- Task details
Among the records below, find each line containing the word "same" and copy it.

══ Listed records ══

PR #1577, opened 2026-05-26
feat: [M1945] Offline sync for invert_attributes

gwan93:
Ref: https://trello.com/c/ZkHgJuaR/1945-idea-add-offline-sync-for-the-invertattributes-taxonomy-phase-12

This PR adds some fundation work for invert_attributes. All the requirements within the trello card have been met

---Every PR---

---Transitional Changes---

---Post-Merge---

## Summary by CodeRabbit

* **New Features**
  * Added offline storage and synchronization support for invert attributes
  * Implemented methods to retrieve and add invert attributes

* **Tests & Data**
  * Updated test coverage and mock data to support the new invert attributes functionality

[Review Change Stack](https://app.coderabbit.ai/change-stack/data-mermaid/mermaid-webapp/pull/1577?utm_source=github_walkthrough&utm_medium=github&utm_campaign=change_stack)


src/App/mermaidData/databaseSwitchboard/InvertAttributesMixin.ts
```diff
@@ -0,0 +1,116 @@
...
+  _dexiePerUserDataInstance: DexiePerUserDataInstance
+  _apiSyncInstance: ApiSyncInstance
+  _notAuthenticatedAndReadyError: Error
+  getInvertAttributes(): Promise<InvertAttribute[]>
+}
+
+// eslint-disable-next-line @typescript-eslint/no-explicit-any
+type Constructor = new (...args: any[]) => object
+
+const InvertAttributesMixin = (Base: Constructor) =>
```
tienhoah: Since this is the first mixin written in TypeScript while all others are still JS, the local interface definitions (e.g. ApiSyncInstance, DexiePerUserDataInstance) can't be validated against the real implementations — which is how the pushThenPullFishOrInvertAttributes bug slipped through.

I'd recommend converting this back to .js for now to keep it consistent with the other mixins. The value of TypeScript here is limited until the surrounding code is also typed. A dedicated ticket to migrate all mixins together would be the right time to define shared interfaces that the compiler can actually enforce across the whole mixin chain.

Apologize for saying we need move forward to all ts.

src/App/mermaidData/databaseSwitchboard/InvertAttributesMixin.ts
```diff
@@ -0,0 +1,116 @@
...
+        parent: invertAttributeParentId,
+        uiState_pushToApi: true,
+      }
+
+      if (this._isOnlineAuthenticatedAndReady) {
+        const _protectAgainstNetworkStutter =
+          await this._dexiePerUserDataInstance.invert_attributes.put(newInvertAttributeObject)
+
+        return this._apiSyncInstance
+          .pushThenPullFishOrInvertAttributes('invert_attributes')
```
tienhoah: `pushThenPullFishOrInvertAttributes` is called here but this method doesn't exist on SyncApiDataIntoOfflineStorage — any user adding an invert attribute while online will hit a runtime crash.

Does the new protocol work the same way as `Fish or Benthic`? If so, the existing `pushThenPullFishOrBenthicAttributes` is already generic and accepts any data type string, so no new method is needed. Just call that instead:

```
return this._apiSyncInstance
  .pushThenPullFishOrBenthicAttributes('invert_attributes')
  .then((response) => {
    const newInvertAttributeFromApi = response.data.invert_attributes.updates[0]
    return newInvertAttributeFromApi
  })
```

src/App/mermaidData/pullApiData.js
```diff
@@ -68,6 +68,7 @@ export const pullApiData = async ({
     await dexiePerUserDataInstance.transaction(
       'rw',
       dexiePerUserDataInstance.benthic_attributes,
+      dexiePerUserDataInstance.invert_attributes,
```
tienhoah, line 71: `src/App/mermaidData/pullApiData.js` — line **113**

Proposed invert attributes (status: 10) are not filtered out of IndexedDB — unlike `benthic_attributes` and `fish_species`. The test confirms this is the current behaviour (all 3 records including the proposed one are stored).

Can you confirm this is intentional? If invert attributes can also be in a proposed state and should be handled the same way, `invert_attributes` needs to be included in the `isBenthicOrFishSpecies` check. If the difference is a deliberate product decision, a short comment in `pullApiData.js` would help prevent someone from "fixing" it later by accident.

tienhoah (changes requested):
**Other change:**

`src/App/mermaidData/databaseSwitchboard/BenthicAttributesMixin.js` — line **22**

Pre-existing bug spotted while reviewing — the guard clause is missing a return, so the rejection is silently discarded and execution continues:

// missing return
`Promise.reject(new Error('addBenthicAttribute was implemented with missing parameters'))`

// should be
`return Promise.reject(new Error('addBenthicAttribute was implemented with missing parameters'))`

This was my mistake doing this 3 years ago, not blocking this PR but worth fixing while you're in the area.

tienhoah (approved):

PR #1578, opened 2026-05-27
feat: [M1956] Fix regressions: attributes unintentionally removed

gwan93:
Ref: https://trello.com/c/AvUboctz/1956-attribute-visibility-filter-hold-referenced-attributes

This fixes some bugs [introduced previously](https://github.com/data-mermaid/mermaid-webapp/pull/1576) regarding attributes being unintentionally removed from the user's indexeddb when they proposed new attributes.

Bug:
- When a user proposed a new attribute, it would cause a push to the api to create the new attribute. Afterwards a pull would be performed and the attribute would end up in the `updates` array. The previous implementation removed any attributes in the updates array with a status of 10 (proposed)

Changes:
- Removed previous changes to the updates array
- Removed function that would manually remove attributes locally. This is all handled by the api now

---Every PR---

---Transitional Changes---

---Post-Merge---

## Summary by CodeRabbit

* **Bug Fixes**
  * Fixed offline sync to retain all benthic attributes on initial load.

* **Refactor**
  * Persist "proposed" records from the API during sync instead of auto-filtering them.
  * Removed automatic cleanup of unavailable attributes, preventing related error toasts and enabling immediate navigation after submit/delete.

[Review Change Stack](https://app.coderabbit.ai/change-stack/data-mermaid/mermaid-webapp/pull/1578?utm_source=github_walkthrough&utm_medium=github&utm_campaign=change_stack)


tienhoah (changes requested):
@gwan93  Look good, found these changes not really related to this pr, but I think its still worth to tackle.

═══

- Solution to this task
Does the new protocol work the same way as `Fish or Benthic`? If so, the existing `pushThenPullFishOrBenthicAttributes` is already generic and accepts any data type string, so no new method is needed. Just call that instead:
Can you confirm this is intentional? If invert attributes can also be in a proposed state and should be handled the same way, `invert_attributes` needs to be included in the `isBenthicOrFishSpecies` check. If the difference is a deliberate product decision, a short comment in `pullApiData.js` would help prevent someone from "fixing" it later by accident.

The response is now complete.